At the time, New York City had a population of 5.7 million - the population had doubled in just 30 years due to mass immigration. The city was developing rapidly, and more than a quarter of the 300 largest companies in the US were headquartered in NYC.
The city was a destination for internal migrants as well as immigrants. Through 1940, New York was a major destination for African Americans during the Great Migration from the rural American South. The Harlem Renaissance flourished during the 1920s and the era of Prohibition. New York's ever accelerating changes and rising crime and poverty rates were reduced after World War I disrupted trade routes, the Immigration Restriction Acts limited additional immigration after the war, and the Great Depression reduced the need for new labor. The combination ended the rule of the Gilded Age barons.

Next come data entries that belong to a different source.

PR #1818, opened 2026-07-20
feat(returns): rledger report returns (money-weighted / XIRR)

robcohen:
## What

The consumer that makes investment returns reachable from the command line — phase 1's user-facing piece of #1814, built on the merged XIRR engine (#1815) and cash-flow extraction (#1816):

```
rledger report returns --investments Assets:Investments [--income Income:Dividends] \
                       [--currency USD] [--end 2020-12-31]
```

## How it wires together

- **`Report::Returns` clap variant + `report_cmd/returns.rs`.** `--investments` (repeatable, required) and `--income` (repeatable) define the portfolio boundary; `--currency` defaults to the ledger's first `operating_currency` option; `--end` defaults to today. `Report::Returns` is added to the `needs_balance_view` gate so extraction receives the **booked, pad-expanded** stream its input contract requires.
- **`impl PriceOracle for PriceDatabase` via a `PriceDbOracle` newtype in the CLI** (the composition root). The `convert` signatures are byte-identical, so it's a pass-through. This keeps `rustledger-returns` a leaf and `rustledger-query` free of a returns dependency, rather than putting the impl in query and pulling returns into every BQL build.
- Reports the **money-weighted return** plus supporting figures (capital invested, distributions received, current market value, flow count) in **text / json / csv**. An undefined series (no sign change) reports `n/a`, never a fabricated rate.

## The boundary model, visible in the tests

The `--income` scope decides whether a dividend-to-bank counts. On the same ledger (buy 10 AAPL for 1000, a 20 dividend to the bank, hold to a 130 close):

| invocation | flows | money-weighted return |
|---|---|---|
| `--investments Assets:Broker --income Income:Dividends` | −1000, +20, +1300 | **32.36%** |
| `--investments Assets:Broker` (no `--income`) | −1000, +1300 | **30.00%** |

Without `--income`, the dividend transaction touches no investment account, so it isn't a flow — the boundary model, working as designed.

## Tests

- **Drift-guard unit test** (owed from #1816 round 2, per CLAUDE.md Canonical-Function Discipline): `terminal_value`'s realization must equal the market valuation of `report_cmd::account_balances`' inventories for the same scope/date. The two deliberately re-derive the same realization loop across a crate boundary; this pins their agreement.
- **5 integration tests**: the boundary model (both rows above), the reporting-currency default, the json fields, and the missing-currency error path.

## Scope

XIRR (money-weighted) only, whole-scope. **Time-weighted return** and **per-commodity grouping** remain follow-ups per #1814 (TWR isn't in the engine yet). No new publishable crate (returns landed in #1815).

Part of #1814.


robcohen:
## Deep review — round 1

Workflow-backed review (4 finder angles + adversarial verify) on the CLI consumer. Two confirmed findings, one refuted; it also cleared the JSON-`NaN` worry I flagged (the engine's `xirr` only returns `Some` for finite values, so the unquoted `money_weighted_return_pct` can never be a bare `NaN`/`Infinity`). All addressed in `a32eddbe`.

### Canonical-Function Discipline (CONFIRMED)

`report_returns` hand-combines `extract_flows` + `terminal_value` into the `xirr` series — duplicating the engine's canonical `extract_cash_flows`. I build it from the parts deliberately (the summary needs `invested`/`distributions`/`current_value` separately, and calling `extract_cash_flows` too would re-realize inventory a second time), but nothing pinned the equivalence. **Fixed:** a drift-guard test `series_matches_extract_cash_flows` asserts the manual combine equals `extract_cash_flows` on the same input, plus a cross-reference comment. Per CLAUDE.md rule 3.

### Per-format rate precision (CONFIRMED)

The money-weighted return was formatted at 2 decimals for text/csv but 4 for JSON — the same ledger reported different rates across formats. **Fixed:** unified to 2 decimals everywhere (JSON emits the bare 2dp number).

### Surfaced while adding coverage

- **`-0.00%`**: the new pad test exposed that a 0% return (capital returned unchanged) converges to a tiny signed epsilon rendering as `-0.00%`. **Fixed** in `rate_pct` (a rate rounding to zero now shows `0.00%` in every format) — a real output-quality bug, not just a test tweak.
- **Pad coverage**: my fixtures used only explicit buys, so nothing proved the `needs_balance_view` addition (the whole reason `Report::Returns` is in that gate). Added `pad_seeded_holding_is_valued` — a `pad`+`balance`-seeded position valued end-to-end (invested 500, current value 500, 0%), which fails if the pad-expanded stream doesn't reach extraction.

### Refuted (agreed)

Money fields not `json_escape`d in the JSON branch — correct to refute: `format_amount_number` emits only digits/commas/dots/minus (no `"`/`\`/control chars), and holdings.rs's JSON doesn't escape them either.

8 returns tests (2 unit drift-guards + 6 integration); clippy/doc/fmt clean.

robcohen:
Good catch on the vacuous `contains("USD")` — fixed in b3ad6833: the currency-default test now asserts the **Reporting currency** line's value is `USD` (via the field extractor), so it can't pass on the fixture's other USD literals if the default were wrong. Resolving.

PR #1067, opened 2026-03-23
App based counter

kazu-yamamoto:
@Vlix This makes graceful shutdown immediate if all connections are inactive.
Cc: @mkleczek

### DIFF
--- a/warp/Network/Wai/Handler/Warp/Run.hs
+++ b/warp/Network/Wai/Handler/Warp/Run.hs
@@ -265,7 +265,7 @@ acceptConnection
     -> InternalInfo
     -> IO ()
 acceptConnection set getConnMaker app ii = do
-    counter <- case settingsConnectionCounter set of
+    connCounter <- case settingsConnectionCounter set of
         Just c -> pure c
         Nothing -> newCounter
     -- First mask all exceptions in acceptLoop. This is necessary to
@@ -273,13 +273,13 @@ acceptConnection set getConnMaker app ii = do
     -- acceptNewConnection and the registering of connClose.
     --
     -- acceptLoop can be broken by closing the listening socket.
-    void $ E.mask_ $ acceptLoop counter
+    void $ E.mask_ $ acceptLoop connCounter
     -- In some cases, we want to stop Warp here without graceful shutdown.
     -- So, async exceptions are allowed here.
     -- That's why `finally` is not used.
-    gracefulShutdown set counter
+    gracefulShutdown set connCounter
   where
-    acceptLoop counter = do
+    acceptLoop connCounter = do
         -- Allow async exceptions before receiving the next connection maker.
         E.allowInterrupt
 
@@ -290,25 +290,25 @@ acceptConnection set getConnMaker app ii = do
         -- expensive work should not be performed in the main event
         -- loop. An example of something expensive would be TLS
         -- negotiation.
-        mx <- acceptNewConnection counter
+        mx <- acceptNewConnection connCounter
         case mx of
             Nothing -> return ()
             Just (mkConn, addr) -> do
-                fork set mkConn addr app counter ii
-                acceptLoop counter
+                fork set mkConn addr app connCounter ii
+                acceptLoop connCounter
 
-    acceptNewConnection counter = do
+    acceptNewConnection connCounter = do
         ex <- E.try getConnMaker
         case ex of
             Right x -> return $ Just x
             Left e -> do
                 let getErrno (Errno cInt) = cInt
                     isErrno err = ioe_errno e == Just (getErrno err)
-                if | isErrno eCONNABORTED -> acceptNewConnection counter
+                if | isErrno eCONNABORTED -> acceptNewConnection connCounter
                    | isErrno eMFILE -> do
                        settingsOnException set Nothing $ E.toException e
-                       waitForDecreased counter
-                       acceptNewConnection counter
+                       waitForDecreased connCounter
+                       acceptNewConnection connCounter
                    | otherwise -> do
                        settingsOnException set Nothing $ E.toException e
                        return Nothing
@@ -323,7 +323,7 @@ fork
     -> Counter
     -> InternalInfo
     -> IO ()
-fork set mkConn addr app counter ii = settingsFork set $ \unmask -> do
+fork set mkConn addr app connCounter ii = settingsFork set $ \unmask -> do
     tid <- myThreadId
     labelThread tid "Warp just forked"
     -- Call the user-supplied on exception code if any
@@ -367,8 +367,8 @@ fork set mkConn addr app counter ii = settingsFork set $ \unmask -> do
                 -- above ensures the connection is closed.
                 when goingon $ serveConnection conn ii th addr transport set app
 
-    onOpen adr = increase counter >> settingsOnOpen set adr
-    onClose adr _ = decrease counter >> settingsOnClose set adr
+    onOpen adr = increase connCounter >> settingsOnOpen set adr
+    onClose adr _ = decrease connCounter >> settingsOnClose set adr
 
 serveConnection
     :: Connection
--- a/warp/Network/Wai/Handler/Warp/Run.hs
+++ b/warp/Network/Wai/Handler/Warp/Run.hs
@@ -220,10 +220,7 @@ runSettingsConnectionMakerSecure
     :: Settings -> IO (IO (Connection, Transport), SockAddr) -> Application -> IO ()
 runSettingsConnectionMakerSecure set getConnMaker app = do
     settingsBeforeMainLoop set
-    counter <- case settingsConnectionCounter set of
-        Just c -> pure c
-        Nothing -> newCounter
-    withII set $ acceptConnection set getConnMaker app counter
+    withII set $ acceptConnection set getConnMaker app
 
 -- | Running an action with internal info.
 --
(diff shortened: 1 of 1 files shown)


mkleczek:
> @Vlix This makes graceful shutdown immediate if all connections are inactive. Cc: @mkleczek

Looks like a very simple and elegant solution!

Do you think it is worth incorporating `GracefulShutdownTest` from #1064 ?

kazu-yamamoto:
@mkleczek The next step is here:

https://github.com/kazu-yamamoto/wai/commits/graceful-shutdown2/

mkleczek:
> @mkleczek The next step is here:
> 
> https://github.com/kazu-yamamoto/wai/commits/graceful-shutdown2/

Having looked at this, I am not so sure anymore if this PR is worth doing TBH.
It only covers a very specific case (ie. no traffic) - any app in progress will disable shutdown. And since `warp` accepts requests on existing connections there is a very low probability of zero active apps.

Vlix:
@kazu-yamamoto Looks like a good first step to get to a better graceful shutdown.

I like that it checks running `Application`s instead of connections, but I do wonder if this (this PR on its own) would cause issues just around the `Application`?

Because the `runSettingsConnectionMakerSecure` will just "finish" with `()`. So any still running forked actions will continue until the OS kills the Haskell runtime, right? (or at least not immediately)
AND if it does stop immediately, then the running `fork`s could be in the middle of parsing a request (which I think is ok?), but could they also be in the middle of sending a `Response`? Or does the `descrease appCounter` not run until the `Response` is completely sent?

> Do you think it is worth incorporating `GracefulShutdownTest` from #1064 ?

I think having this test is already a good idea, even if it might fail with just this PR. It is what we're working towards.

kazu-yamamoto:
> Having looked at this, I am not so sure anymore if this PR is worth doing TBH.
It only covers a very specific case (ie. no traffic) - any app in progress will disable shutdown. And since `warp` accepts requests on existing connections there is a very low probability of zero active apps.

@mkleczek I just showed that our problem can be divided into two parts. This first step is mandatory for the second step. If we don't merge this first step, shutdown cannot be done immediately even if the second step is solely merged.

kazu-yamamoto:
> Because the `runSettingsConnectionMakerSecure` will just "finish" with `()`. So any still running forked actions will continue until the OS kills the Haskell runtime, right? (or at least not immediately)

I don't think so. On shutting down,  `connRecv` returns "", and this eventually triggers to throw an exception, resulting kill the thread.

> AND if it does stop immediately, then the running `fork`s could be in the middle of parsing a request (which I think is ok?), but could they also be in the middle of sending a `Response`? Or does the `descrease appCounter` not run until the `Response` is completely sent?

I believe that `descrease appCounter` is called then sending `Response` is completed. But we should double-check this.

mkleczek:
> > Having looked at this, I am not so sure anymore if this PR is worth doing TBH.
> > It only covers a very specific case (ie. no traffic) - any app in progress will disable shutdown. And since `warp` accepts requests on existing connections there is a very low probability of zero active apps.
> 
> @mkleczek I just showed that our problem can be divided into two parts. This first step is mandatory for the second step. If we don't merge this first step, shutdown cannot be done immediately even if the second step is solely merged.

@kazu-yamamoto @Vlix 
I believe this first step is not necessary. In #1064 the shutdown sequence is as follows:

1. The listening socket is closed - no new connections are accepted.
2. The `shuttingDown` flag is set to `True` and we start waiting for open connections to close.
3. Each open connection can be in one of the following states (see: https://github.com/mkleczek/wai/blob/57d7ab33d8a8bf326396bd4f865ae9280f5a3b28/warp/Network/Wai/Handler/Warp/Run.hs#L60):
    - idle waiting for request - `connRecv` will throw `ShutdownInProgress` which will exit request processing loop and release the connection (see: https://github.com/mkleczek/wai/blob/57d7ab33d8a8bf326396bd4f865ae9280f5a3b28/warp/Network/Wai/Handler/Warp/HTTP1.hs#L123)
    - inside an `Application` - we allow reading from the socket and finishing the application. Once finished, `sendResponse` will check `shuttingDown` and, if it is set, add `Connection: close` header to the response and return `False` - this will exit request processing loop and release the connection (see: https://github.com/mkleczek/wai/blob/57d7ab33d8a8bf326396bd4f865ae9280f5a3b28/warp/Network/Wai/Handler/Warp/Response.hs#L139)

There is per connection `connActiveApps` that is used to check for active applications in wrapped `recv` but there is no need for global application counter and it seems redundant - am I missing something?
(Maybe the best thing to do would be to write a test that shows a hole in this reasoning)

> I like that it checks running Applications instead of connections

IMHO waiting for connections is cleaner because...

> I believe that descrease appCounter is called then sending Response is completed. But we should double-check this.

As you pointed out - waiting for connections instead of global application counter does not impose risk of sending partial responses - all connections are closed gracefully with proper `Connection: close` header set.

Vlix:
@mkleczek 

The global app counter is also a way to provide metrics and more insight into what's going on in the server. Adding it like this will make it possible to extend the API later to give users the possibility to keep track of both the amount of current connections, AND the amount of current handlers (i.e. how many requests are currently being handled)

Doing this first also shows where there might be places to improve the overall code.

I appreciate your enthousiasm to push #1064 forward, but seeing as this server code is widely used, we tend to err on the side of caution.
Your PR has given us a lot of things to think about, and I think we can sharpen our data types and functions to make changes like this less painful in the future.

---

@kazu-yamamoto 

I do think I see some situations where `connRecv` would not stop returning bytes (i.e. return `""`).
What are all the ways the warp server could stop?
  - If the `settingsInstallShutdownHandler` is set, and the socket is closed.
    (I see in this case why `connRecv` would stop returning bytes)
  - If `acceptLoop` gets thrown an async exception.
  - If `getConnMaker` throws an exception (other than `eCONNABORTED` and `eMFILE`)

I don't think this is a reason to not accept this PR, but I do wonder what would happen if someone uses `runSettingsSocket`, but doesn't stop the binary immediately afterward.
(`close :: Socket -> IO ()` is also only `bracket`ed in `runSettings`, not `runSettingsSocket` which is exposed to user space, so we can't ignore it)

If `gracefulShutdown` is reached e.g. because of an async exception thrown to `acceptLoop`, and if the socket or connections aren't actually closed, I don't see the forked threads stopping on their own.

kazu-yamamoto:
> There is per connection `connActiveApps` that is used to check for active applications in wrapped `recv` but there is no need for global application counter and it seems redundant - am I missing something?

You are right. The global application counter is not necessary to fix the issue of graceful shutdown. See #1068.

Removing the connection counter and switching to an application counter would eliminate redundancy for this PR, but the connection counter is already publicly available, so it cannot be removed.

kazu-yamamoto:
@Vlix 

> The global app counter is also a way to provide metrics and more insight into what's going on in the server. Adding it like this will make it possible to extend the API later to give users the possibility to keep track of both the amount of current connections, AND the amount of current handlers (i.e. how many requests are currently being handled)

Personally, I don't mind whether we use application counters or not. I respect @mkleczek's efforts, and if he dislikes application counters, I'm fine with adopting #1068.

Anyway, I should answer your question next.

kazu-yamamoto:
> If `gracefulShutdown` is reached e.g. because of an async exception thrown to `acceptLoop`, and if the socket or connections aren't actually closed, I don't see the forked threads stopping on their own.

In `fork`, the new thread is registered to the timeout manager. If the thread does not `tickle` the timeout handle, it will be eventually killed by the timeout manger.

Vlix:
> > There is per connection `connActiveApps` that is used to check for active applications in wrapped `recv` but there is no need for global application counter and it seems redundant - am I missing something?
> 
> You are right. The global application counter is not necessary to fix the issue of graceful shutdown. See #1068.
> 
> Removing the connection counter and switching to an application counter would eliminate redundancy for this PR, but the connection counter is already publicly available, so it cannot be removed.

The connection counter is NOT redundant. It is used to determine whether new connections can be opened when the file descriptor limit has been reached. (cf. `eMFILE`)

---

I still feel like we can add it to `Settings`. Using an opaque type, just like `Counter` to make the `ShutdownState` read-only and giving the user the possibility to read it (to maybe do cleanup outside of the webserver inside the same program, or wait on the `ShutdownState` to flip to `True` to start something else, before the `gracefulShutdown` has returned)

```hs
module Network.Wai.Handler.Warp.Internal.Example (
  ServerState, 
  makeSettingsAndServerState,
  getCurrentConnections,
  isShuttingDown,
 ) where

data ServerState = ServerState
    { ssConnCounter :: Counter
    , ssShutdownState :: TVar Bool
    }

getCurrentConnections :: ServerState -> IO Int
getCurrentConnections = getCount . ssConnCounter

isShuttingDown :: ServerState -> IO Bool
isShuttingDown = readTVarIO . ssShutdownState

-- This function would deprecate `makeSettingsAndCounter :: IO (Counter, Settings)`
-- and provide an extensible data type (`ServerState`) to later add more metrics to
-- for production users to keep track of what `warp` is doing.
makeSettingsAndServerState :: IO (ServerState, Settings)
makeSettingsAndServerState = do
    ssConnCounter <- newCounter
    ssShutdownState <- newTVarIO False
    let settings = defaultSettings
          { settingsConnectionCounter = Just ssConnCounter
          , settingsShutdownState = Just ssShutdownState
          }
    pure (ServerState{..}, settings)

-- Or we can make the following, where `defaultSettings` is pure, but doesn't
-- have a `ServerState`, which is fine for anyone who doesn't care about metrics.
-- And if there's no `ServerState`, we initialize it in the `runSettings...` functions,
-- like we already do with the `Counter`.
-- (though `ServerState` might have to be initialized sooner)
initializeSettings :: IO Settings
initializeSettings = do
   serverState <- initializeServerState -- TODO
   pure defaultSettings{settingsServerState = Just serverState}
```

kazu-yamamoto:
@Vlix What about 2f787001 in #1068?

Vlix:
> @Vlix What about [2f78700](https://github.com/yesodweb/wai/commit/2f787001b5ad6a1cc08666aa7f00c92cb916a9c8) in #1068?

That is a step in the direction I mean, but still has a bunch of API changes that are probably unnecessary.

---

I'm a bit annoyed at my current situation, as I'd like to propose my own PR, but I've been waiting on a new laptop since my current one broke. Unfortunately, it will still take a week or more, at least, so I hope you'll both (@mkleczek @kazu-yamamoto) have the patience for me to show using code what is a bit too cumbersome to describe in PR comments 🙏

Vlix:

As the city's demographics temporarily stabilized, labor unionization helped the working class gain new protections and middle-class affluence, the city's government and infrastructure underwent a dramatic overhaul under Fiorello La Guardia, and his controversial parks commissioner, Robert Moses, ended the blight of many tenement areas, expanded new parks, remade streets, and restricted and reorganized zoning controls.
For a while, New York ranked as the most populous city in the world, overtaking London in 1925, which had reigned for a century. The 'Roaring 20s' also saw a construction boom, and many of New York's icons including Chrysler Center, Rockefeller Center, and the Empire State Building would be constructed in the ensuing decade.